*Problem:*
Your output should be the lines of the data that follow, reproduced exactly from the first through the line bearing "### LINKED ISSUE".

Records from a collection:
**********

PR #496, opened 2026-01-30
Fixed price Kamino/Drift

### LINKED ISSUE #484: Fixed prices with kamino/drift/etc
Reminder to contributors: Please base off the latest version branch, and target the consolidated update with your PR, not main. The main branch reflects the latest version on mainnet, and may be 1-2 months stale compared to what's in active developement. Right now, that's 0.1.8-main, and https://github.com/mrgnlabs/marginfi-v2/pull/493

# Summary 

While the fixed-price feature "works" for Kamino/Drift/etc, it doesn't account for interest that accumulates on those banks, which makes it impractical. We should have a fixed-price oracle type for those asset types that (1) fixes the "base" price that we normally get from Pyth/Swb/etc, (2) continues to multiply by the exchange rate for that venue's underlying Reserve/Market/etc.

**********

*Output below:*
PR #496, opened 2026-01-30
Fixed price Kamino/Drift

### LINKED ISSUE #484: Fixed prices with kamino/drift/etc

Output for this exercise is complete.